Peter Milburn, the Chair of the Board, is one of the most exquisite and inquisitive minds I have encountered, and it has been a pleasure to be able to present, discuss and being challenged by him. 

I am glad you are including Dennis Blatchford’s comments as Dennis was a great board member and has described the joint pursuit of excellence by BCI’s Board and management very eloquently. And Dennis is also right about the talent as well. 

Another important point regarding governance is that BCI has a robust risk management department and oversight and is part of the regular board agenda. There are great professionals there, and it is led by Samir Ben-Tekaya, who built the department from the ground up, using the best of all other Canadian funds’ experiences. 

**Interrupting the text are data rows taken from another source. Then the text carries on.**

PR #1620, opened 2020-01-15
Change eventing release file name to eventing.yaml

chizhg:
The file name of eventing release is changed from `release.yaml` to `eventing.yaml` in https://github.com/knative/eventing/pull/2382

/cc @adrcunha 
/cc @chaodaiG

### DIFF
--- a/scripts/library.sh
+++ b/scripts/library.sh
@@ -638,5 +638,5 @@ readonly REPO_NAME_FORMATTED="Knative $(capitalize ${REPO_NAME//-/ })"
 
 # Public latest nightly or release yaml files.
 readonly KNATIVE_SERVING_RELEASE="$(get_latest_knative_yaml_source "serving" "serving")"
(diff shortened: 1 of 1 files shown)


adrcunha:
Split this into 2 PRs. One thing is updating a filename, other is creating a resource in every test project. Also, why can't the knative-gcp test create the app?

chizhg:
> Split this into 2 PRs. One thing is updating a filename, other is creating a resource in every test project. Also, why can't the knative-gcp test create the app?

Moved the other change to https://github.com/knative/test-infra/pull/1621

I think it's better to do it here instead of in the tests of knative-gcp, because:
1. Once an App Engine app is created, it cannot be deleted
2. Each project can only has one App Engine app
So it's basically a one-time work similar as other things we are doing in the `set_boskos_permissions.sh` script (actually I think script name needs to be updated after this change)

While the Board may not approve deals, risk plays a significant role in the investment decisions and has a dedicated and well-working committee with strong support from the CEO. Because a number of very experienced people in the various departments come with their experiences from various other organizations, there is this “grassroot” risk culture where ideas, proposals and recommendations are discussed and challenged even before reaching any formal venue. It is a very organic process that improves the outcomes and gives a great example to younger professionals. 

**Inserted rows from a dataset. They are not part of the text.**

PR #1621, opened 2020-01-16
Create App Engine app for boskos projects

chizhg:
As required by step 1 in https://github.com/google/knative-gcp/tree/master/docs/scheduler, in order to use `SchedulerSource`, an App Engine app needs to be created.

I think it's better to do it here instead of in the tests of knative-gcp, because:
1. Once an App Engine app is created, it cannot be deleted
2. Each project can only has one App Engine app

So it's basically a one-time work similar as the other things we are doing in this script.

/cc @adrcunha

### DIFF
--- a/ci/prow/set_up_boskos_project.sh
+++ b/ci/prow/set_up_boskos_project.sh
@@ -106,4 +106,4 @@ gcloud projects add-iam-policy-binding ${PROJECT} \
 #
 # This command will throw an error if the app is already created, but since we expect to run
 # this script idempotently, we always mark this command as succeeded.
-gcloud app create --region=us-central || true
+gcloud app create --region=us-central || echo "AppEngine app probably already exists, ignoring..."
--- a/ci/prow/set_up_boskos_project.sh
+++ b/ci/prow/set_up_boskos_project.sh
@@ -19,7 +19,7 @@ set -e
 readonly PROJECT=${1:?"First argument must be the boskos project name."}
 # Remaining arguments are resources to be added, just like the RESOURCES array below.
 # For example, this command add an extra editor to the project:
-# $ set_boskos_permissions.sh my-boskos roles/editor my@service-account.com
+# $ set_up_boskos_project.sh my-boskos roles/editor my@service-account.com
 shift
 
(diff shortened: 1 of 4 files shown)


ci/prow/set_up_boskos_project.sh
```diff
@@ -99,3 +99,11 @@ curl -s -X GET -H "Authorization: Bearer ${ACCESS_TOKEN}" "https://www.googleapi
...
   --member="serviceAccount:service-${PROJECT_NUMBER}@gs-project-accounts.iam.gserviceaccount.com" \
   --role roles/pubsub.publisher
+
+# As required by step 1 in https://github.com/google/knative-gcp/tree/master/docs/scheduler,
+# create an App Engine app.
+# We use us-central here, but it indeed does not matter which region this app is created in.
+#
+# This command will throw an error if the app is already created, but since we expect to run
+# this script idempotently, we always mark this command as succeeded.
+gcloud app create --region=us-central || true
```
adrcunha:
```suggestion
gcloud app create --region=us-central || echo "AppEngine app probably already exists, ignoring..."
```

ci/prow/update_all_boskos_projects.sh
```diff
@@ -38,6 +38,6 @@ if [[ -z "${BOSKOS_PROJECTS}" ]]; then
 fi
 
 for boskos_project in ${BOSKOS_PROJECTS}; do
-  # Set permissions for this project
-  "./set_boskos_permissions.sh" ${boskos_project} $@
+  # Set up this project
+  "./set_up_boskos_project.sh" ${boskos_project} $@
```
adrcunha:
```suggestion
  ./set_up_boskos_project.sh ${boskos_project} $@
```

ci/prow/set_up_boskos_project.sh
chizhg: Done.

ci/prow/update_all_boskos_projects.sh
chizhg: Done.
It's a bit strange that I cannot apply the changes here through the UI..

A final point related to governance is that an essential part of the BCI’s process is the two-tier decision-making structure. This is related to the multi-client structure where there is also an additional approval process for certain decisions by the client investment committees and then final approvals by their boards. There is also regular risk reporting to the clients. I believe some of the clients have more recently hired investment experts as members of their boards. 

That said, I believe good governance is an ever-evolving subject and needs to adapt to the specific circumstances and level of organizational and investment strategy evolution. What worked in the past may not work in the future, and learning from past mistakes, ours, or others’, would only make the Canadian pension model stronger. A constant reminder of the importance of this is needed, and the original article points to a number of good practices in that respect.

I thank Mihail for sharing this as he is better placed than I am to comment on BCI's governance and I agree with the final paragraph where he states governance is an ever-evolving subject that needs to adapt to the specific circumstances and level of organizational and investment strategy evolution.